Here are the steps of the algorithm:

• First, we assign type variables to the function’s input and output, which are `T1` and `T2` respectively. Therefore, the function f has type `T1 → T2`.
• Next, we extend the type environment to `[a: T1]` and recur into the body of the function
• We look up the type scheme of +, which is `ForAll[] (Int, Int -> Int)`. The empty list next to ForAll means that + does not have generic type parameters.
• The first argument is `a`. This is an indexed binding. The scheme of indexed binding is  `Forall ['X], (['X] → 'X)`. This means that indexed binding takes a list of `'X` and returns ‘X. We instantiate the type to give `[T3] -> 'T3`.
• We know that a‘s type variable is `T1`. So we unify  `[T3] -> 'T3` with `T1 -> Int` to obtain the substitution `[T1 = [T3], T3 = Int]`. We then simplify the substitution to get `[T1 = [Int], T3 = Int]`. The type of `a` is an `Int`.
• The second parameter is an `Int`, so no more work must be done.
• We unify the return type of + with T2, the type variable for the output of f to get the substitution [T2 = Int].
• Finally, we apply the substitutions we have collected so far `[T1 = [Int], T2 = Int ]` to `T1 -> T2` to conclude that f ‘s type is `[Int] → Int`.

Let’s look at more examples!

### Variables and Type Variables

To make debugging the type inference algorithm easier, I built a visualizer tool to list out all variables and type variables.

In the image below, I took screenshots of the variables and type variables for 3 different expressions with the same scope.

In frame 1, we can’t infer much about the variable, so `a` ‘s type is still the type variable.

In frame 2, we can infer that a is a list type. However, we don’t know the type of list.
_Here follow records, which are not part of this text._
PR #3089, opened 2026-06-25
docs: More accurate example in `prefer-single-event-payload`

MorevM:
A small correction to the example in the rule description. 
After reading the current version, I was a little confused for a few seconds :)


FloEdelmann (approved):
Thank you!

PR #3097, opened 2026-07-11
Fix prefer-separate-static-class for template literals

### LINKED ISSUE #2128: Rule `vue/prefer-separate-static-class` does not support string interpolated static and dynamic classes.
**Checklist**

- **ESLint version:** 8.37.0
- **eslint-plugin-vue version:** 9.10.0
- **Node version:** 14.20.0
- **Operating System:** macOS Monterey

```json5
module.exports = {
    extends: [
        '@nuxtjs/eslint-config-typescript',
        'plugin:vue/recommended'
    ],
    rules: {
        indent: ['error', 4],
        semi: ['error', 'always'],
        'require-await': 'off',
        'no-tabs': 0,
        'prefer-destructuring': ['warn', { object: true, array: false }],
        'no-unused-vars': ['warn'],
        'vue/no-v-html': 0,
        'vue/require-default-prop': 0,
        'vue/html-indent': [
            'error',
            'tab',
            { alignAttributesVertically: true }
        ],
        'vue/prefer-separate-static-class': 'error',
        'vue/no-arrow-functions-in-watch': 'error',
        'vue/html-self-closing': [
            'error',
            {
                html: {
                    void: 'always',
                    normal: 'never',
                    component: 'any'
                }
            }
        ]
    }

};
```

**What did you do?**	

```vue
<template>
    <div class="component">
        <input type="text" :class="`form-item input ${isDisabled ? 'disabled' : ''}`">
    </div>
</template>
<script>
export default {
    data() {
        return {
            isDisabled: false
        }
    }
    // vuelidate logic etc
}
</script>
```

I would expect the linter to error out that there are static classes on the property. 

I recognize the complexity of trying to implement a solution that works for `--fix` since there is no clear way to know how many nested conditions or string class properties exist with the string interpolated ternary expression. 

**What actually happened?**

```
The linter is ignoring the dynamic :class="`${}`" and treating it as a valid static class.
```

[eslint-plugin-vue Online Playground](https://ota-meshi.github.io/eslint-plugin-vue-demo/#eJyNV9uOpDYQ/ZVRK9K+rDVSHleTlSLlE/K4D2tMQXvH2MQ2fclo/j2nDBgMzWSeujlVlMtVpy68nZSr6fTt9BKp642M9P2HfXp6qYYYnX36powM4Y8fp58T8Nvbly/vP3+cvv9Z109/u7/cy/MowWsvz9nG6evJD4bC6dvb6TLQs3JdRzaKWntSUV9w4u9fk+RXuIkhUBAX6UNGu8FELa7O1wKv9s7yy1Z2tKhYJ6T37iqawcKks0FoK64yqnOhE+5WsYTtDJFq0XvXk4+6tKXO2vBhNuKoQrB/j83VMsq1Wk09riZZkUXCVb9wU8CIoJfs35E2hejdHf+MbkjdlaEjTWdgC2oBPpIPQvb6Y9Wg4HIdjIsfKdMFV/5IodEmkj8STuGXRszpP9A8x84IMpSYoMOBlrZGW/o/W5yMAKCRYIqI50Nz3iF5HDT7KqJs04sHqilaQsboNTh9dDJH83NKn7N3EZW2eAM0PdQ4vN1FOIu64IoSnat1ow/zNKoOXYVozKqHZgfiUmh0K17pzh2i1BxwLwj24AX5DSR0s5EYzYaXWBRv0q13PnJRBeV1j8BRHPqtBszKhlMpr1IXFZrr5kihGyJCZMfkF0f3aDosIHSSInCeGrQOwRUvbV1KAvkLfdiYss42SFmw8yTdOdMaLWFQcfAFacJZ+uLcbQ8KuiZBDaIRwyda3lxi7GWJ3yJOkohbiFKdCycGi269ciI8EBatnOFAO1/uSNsrSEvx7OqtMhjfiKuOZ/xrysRAjLkSFucfcyq9V9yQ6Z+afKnGl8VP6k3OLvdaa6Wh8pBcqJgGoO4SgxvvOq6dLPb0z4CJt0rZqpJnIQdExHufSm5M/OrKs5YnW+MkD5p4u5NOLT4sw3CnEl3bokS0TSyJoHXQxViaFcfQrTmRJdLoOjfdopOOfj0i3f2BDnU6htGcXF92zD3SQDepliiP5+ZEp3rbCOEUT41k+LGorLhRZDn5UavXDZ55453bujH26x2ojJNbM/tuuMZ34JrpM8a83IEPDOrt1S4orc7tQfTyvcEVCxZI7T3s/R4LZ3fdg+ZB3LjUErjiuQgYG+O1mXXTfjj501KMJefzQodsdhqxpRupYaYQb2sS4GrpClnAiyxeDrrNppiqaHSgQSv+Je8WHAN5qwqXH2ESRc36Sy2NEux0Bp63dJvBmqqhbckvz4YiF9WC8AiVvg0FMHqObFbzwJ4la3btxnIxeDksMwpuT0U5P6AvIlyKY50OK4W95Czku9FtEwZk1UtROWdIWj4plpKAopyRRhoTz9jJ2nOG0LE2FlvjKqyTJTj12A1osQg/zLe2I+1SCvqMejwPvBpfzxojo5cqx8U4hNk1THKlwyqbIBquVvOecBCoTt946WNr4BjIE2WVhZau2O66ypmMOOtUxA3huO7wS0HJPjuCTweE0ZhsISnPD2B+dGlcVAP2cr1cGctBCgQtAO4+uTVjGJ/NJojhUZlh2ajxceV5FdGK+/my5bCYNycmq5cL33gNFxWhkGlV12kvQBNeHpAQSibTZx6v+4sMeweCXJkVFGRD+AbBF4a5b1BUrlwX3gS7fvoigSltkbhFnhYUIytawrvdWlZbRiXVaxrxZBeizEKVvzVXYJlK3mHS/3mE3jVNGwjPOh2snFrvOHeQVrc092m7CNQzuxFTXmNVpt77+38clXyU)

cyphercodes:
## Summary

- report static class text inside dynamic `:class` template literals when the static text is bounded by class-name whitespace
- keep partial interpolated class names such as `` `foo-${bar}` `` valid to avoid false positives
- add regression coverage for issue #2128

Fixes #2128.

## Tests

- `npx vitest run --reporter=dot tests/lib/rules/prefer-separate-static-class.test.ts`
- `npx eslint lib/rules/prefer-separate-static-class.js tests/lib/rules/prefer-separate-static-class.test.ts`
- `npm run lint`
- `git diff --check`

### DIFF
--- a/.changeset/prefer-static-class-template-literal.md
+++ b/.changeset/prefer-static-class-template-literal.md
@@ -2,4 +2,4 @@
 "eslint-plugin-vue": patch
 ---
 
-Fixed `vue/prefer-separate-static-class` to report static class text inside template literal class bindings.
+Fixed `vue/prefer-separate-static-class` to report static text inside template literals
--- a/.changeset/prefer-static-class-template-literal.md
+++ b/.changeset/prefer-static-class-template-literal.md
@@ -1,0 +1,5 @@
+---
+"eslint-plugin-vue": patch
+---
+
+Fixed `vue/prefer-separate-static-class` to report static class text inside template literal class bindings.
--- a/.changeset/prefer-static-class-template-literal.md
+++ b/.changeset/prefer-static-class-template-literal.md
@@ -1,5 +1,5 @@
 ---
-"eslint-plugin-vue": patch
+"eslint-plugin-vue": minor
 ---
 
-Fixed `vue/prefer-separate-static-class` to report static text inside template literals
+Added support for template literals to `vue/prefer-separate-static-class`
--- a/lib/rules/prefer-separate-static-class.js
+++ b/lib/rules/prefer-separate-static-class.js
@@ -57,15 +57,11 @@ function findStaticClasses(expressionNode) {
       if (
         property.type === 'Property' &&
         property.value.type === 'Literal' &&
-        property.value.value === true
+        property.value.value === true &&
+        (isStringLiteral(property.key) ||
+          (property.key.type === 'Identifier' && !property.computed))
       ) {
-        const key = /** @type {ASTNode | TemplateLiteral} */ (property.key)
-        if (isStringLiteral(key)) {
-          return [key]
-        }
-        if (key.type === 'Identifier' && !property.computed) {
-          return [key]
-        }
+        return [property.key]
       }
       return []
     })
--- a/lib/rules/prefer-separate-static-class.js
+++ b/lib/rules/prefer-separate-static-class.js
@@ -11,10 +11,37 @@ const {
 } = require('../utils')
 
 /**
- * @param {Expression | VForExpression | VOnExpression | VSlotScopeExpression | VFilterSequenceExpression} expressionNode
- * @returns {(Literal | TemplateLiteral | Identifier)[]}
+ * @param {TemplateElement} templateElement
+ * @param {number} index
+ * @param {TemplateLiteral} templateLiteral
+ * @returns {boolean}
+ */
+function isStaticClassTemplateElement(templateElement, index, templateLiteral) {
+  const value = templateElement.value.cooked
+  if (!value || value.trim() === '') {
+    return false
+  }
+
+  return (
+    (index === 0 || /^\s/u.test(value)) &&
+    (index === templateLiteral.expressions.length || /\s$/u.test(value))
+  )
+}
+
+/**
+ * @param {ASTNode | TemplateLiteral} expressionNode
+ * @returns {(Literal | TemplateLiteral | TemplateElement | Identifier)[]}
  */
 function findStaticClasses(expressionNode) {
+  if (expressionNode.type === 'TemplateLiteral') {
+    if (expressionNode.expressions.length === 0) {
+      return [expressionNode]
+    }
+    return expressionNode.quasis.filter((templateElement, index) =>
+      isStaticClassTemplateElement(templateElement, index, expressionNode)
+    )
+  }
+
   if (isStringLiteral(expressionNode)) {
     return [expressionNode]
   }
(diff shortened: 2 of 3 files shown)


FloEdelmann (changes requested):
There are utils for checking whether a node is a string literal and for getting its value, which support template literals. Please use them instead of recreating the logic in the rule.

cyphercodes:
Addressed the review by relying on the shared string literal helpers for static literal/template-literal detection, keeping the custom handling only for static segments inside interpolated template literals.\n\nVerification:\n- npx vitest run tests/lib/rules/prefer-separate-static-class.test.ts --reporter=dot\n- npx eslint lib/rules/prefer-separate-static-class.js tests/lib/rules/prefer-separate-static-class.test.ts\n- git diff --check

lib/rules/prefer-separate-static-class.js
```diff
@@ -33,11 +57,15 @@ function findStaticClasses(expressionNode) {
...
+        property.value.value === true
       ) {
-        return [property.key]
+        const key = /** @type {ASTNode | TemplateLiteral} */ (property.key)
+        if (isStringLiteral(key)) {
+          return [key]
+        }
+        if (key.type === 'Identifier' && !property.computed) {
+          return [key]
+        }
```
FloEdelmann: Is this change necessary for typing? Otherwise it looks unnecessary and needlessly duplicated.

FloEdelmann (changes requested):

cyphercodes:
Addressed the latest review nit by removing the unnecessary key temp/cast and restoring the compact object-key condition while keeping the shared string-literal helper path.

Verification:
- `npx vitest run tests/lib/rules/prefer-separate-static-class.test.ts --reporter=dot`
- `npx eslint lib/rules/prefer-separate-static-class.js tests/lib/rules/prefer-separate-static-class.test.ts`
- `git diff --check`

.changeset/prefer-static-class-template-literal.md
```diff
@@ -0,0 +1,5 @@
+---
+"eslint-plugin-vue": patch
+---
+
+Fixed `vue/prefer-separate-static-class` to report static class text inside template literal class bindings.
```
FloEdelmann:
```suggestion
Fixed `vue/prefer-separate-static-class` to report static text inside template literals
```

FloEdelmann (approved):
Thank you!

cyphercodes:
Addressed the follow-up by applying the suggested changeset wording and adding a middle-quasi regression for the existing template-literal handling.

Verification:
- `npx vitest run tests/lib/rules/prefer-separate-static-class.test.ts --reporter=dot`
- `npx eslint lib/rules/prefer-separate-static-class.js tests/lib/rules/prefer-separate-static-class.test.ts`
- `git diff --check`

FloEdelmann (approved):

.changeset/prefer-static-class-template-literal.md
ota-meshi, line 1: Thank you for this PR!

I think this change to be a feature addition that supports template literals. 

What do you think?

ota-meshi (changes requested):

cyphercodes:
Agreed — treating this as feature support makes sense. I updated the changeset from patch to minor and reworded it as:

> Added support for template literals to `vue/prefer-separate-static-class`

Verification:
- `git diff --check`

ota-meshi (approved):
LGTM! Thank you!

PR #3099, opened 2026-07-17
fix: handle unresolved types in require-valid-default-prop

### LINKED ISSUE #2279: vue/require-valid-default-prop breaks when importing type with union
**Checklist**

- **ESLint version:** 8.45.0
- **eslint-plugin-vue version:** 9.15.1
- **Node version:** v20.3.1
- **Operating System:** Linux

```json5
/* eslint-env node */

const {defineConfig} = require('eslint-define-config')

module.exports = defineConfig({
  root: true,
  'extends': [
    'plugin:vue/vue3-essential',
    'eslint:recommended',
    '@vue/eslint-config-typescript',
    '@vue/eslint-config-prettier/skip-formatting'
  ],
  parserOptions: {
    ecmaVersion: 'latest'
  },
  rules: {
    'vue/require-valid-default-prop': 'error'
  }
})

```

**What did you do?**	

```vue
<script setup lang="ts">
import type { Foo } from '../types';

// type Foo = 'true' | 'false' | '' | boolean

const props = withDefaults(defineProps<{
  msg?: Foo | 'foo'
}>(), {
  msg: false, // Errors here `Type of the default value for 'msg' prop must be a string.`
})
</script>

<template>
  <div class="greetings">
  </div>
</template>
```

```ts
export type Foo = boolean
```

No error, this is valid syntax post Vue 3.3

**What actually happened?**

`Type of the default value for 'msg' prop must be a string.`

This is incorrect, as this is correct post Vue 3.3.

https://github.com/VividLemon/vue-eslint-require-default-prop-bug

awnoa:
Fixes #2279.

Unresolved type references now use a dedicated inference marker instead of sharing the `null` placeholder. `require-valid-default-prop` skips validation only for that marker, while real `null` unions continue to validate known runtime types.

Tests cover both the imported-union case and a `string | null` mismatch.

### DIFF
--- a/lib/utils/ts-utils/ts-ast.js
+++ b/lib/utils/ts-utils/ts-ast.js
@@ -1,6 +1,7 @@
 const { getScope } = require('../scope')
 const { findVariable } = require('@eslint-community/eslint-utils')
 const { inferRuntimeTypeFromTypeNode } = require('./ts-types')
+const UNKNOWN_TYPE = '__UNKNOWN__'
 /**
  * @typedef {import('@typescript-eslint/types').TSESTree.TypeNode} TSESTreeTypeNode
  * @typedef {import('@typescript-eslint/types').TSESTree.TSInterfaceBody} TSESTreeTSInterfaceBody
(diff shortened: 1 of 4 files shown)


lib/utils/ts-utils/ts-ast.js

Therefore, the type of a is a list of `T39`. We can also see from the type variables that `T37`‘s substitution is a list of `T39`.

In frame 3, by `+ 2`, we can infer that `T39` is a number. Therefore, `a` ‘s type is [number].

### Let-In expressions

Some expressions can create new scopes and scoped variables. Let’s look at how HM deals with the Let-In expressions.

`Let-In` expressions create temporary scoped variables that are only available in its body. In this example, we declare a variable `var1` and initialize it as an object. In frame 1, the output of the body has a type of `{ hello: T39 }`, where `T39` is the element type of a.

In frame 2, we can deduce, based on the expression `UPPERCASE(var1.hello)`, that `var1.hello` is a string. Therefore, `T39` is a string. We can also infer that `a` is a list of strings.

We can see in this example that variables and type variables form an interconnected graph. Adding a new constraint into the graph may cause rippling effects to allow the system to infer seemingly unconnected nodes.

### Row Polymorphism

The HM type system doesn’t have first-class support for the record type. Luckily, there is an extension to HM called row polymorphism that supports the record type.

The core idea behind row polymorphism is that records can be extended into bigger records. A record type in this type system can be written as `{ t1: T1, ... tk: Tk, ρ}`. The `rho (ρ)` is a polymorphic variable that represents a variable that can be instantiated to extra fields.

Let’s suppose we start with a record variable a. Its type is { ρ }. If the compiler encounters `a.b + 1`, it extends the type of `a` to `{ b: number, ρ}`. In other words, each record type has the power to keep extending itself.

In this example, the variable a extends from a record containing just b to a record containing b and c.

### Conclusion

Building a robust type system for Airscript is a never-ending journey. Luckily, there is a lot of research on programming languages we can draw inspiration from. This is what I enjoy the most about working at Airkit – bridging the theoretical world with the real world. I love finding ways to incorporate cool concepts like Hindley Milner into our product to help our developers solve real-world problems in industries like e-commerce and insurance.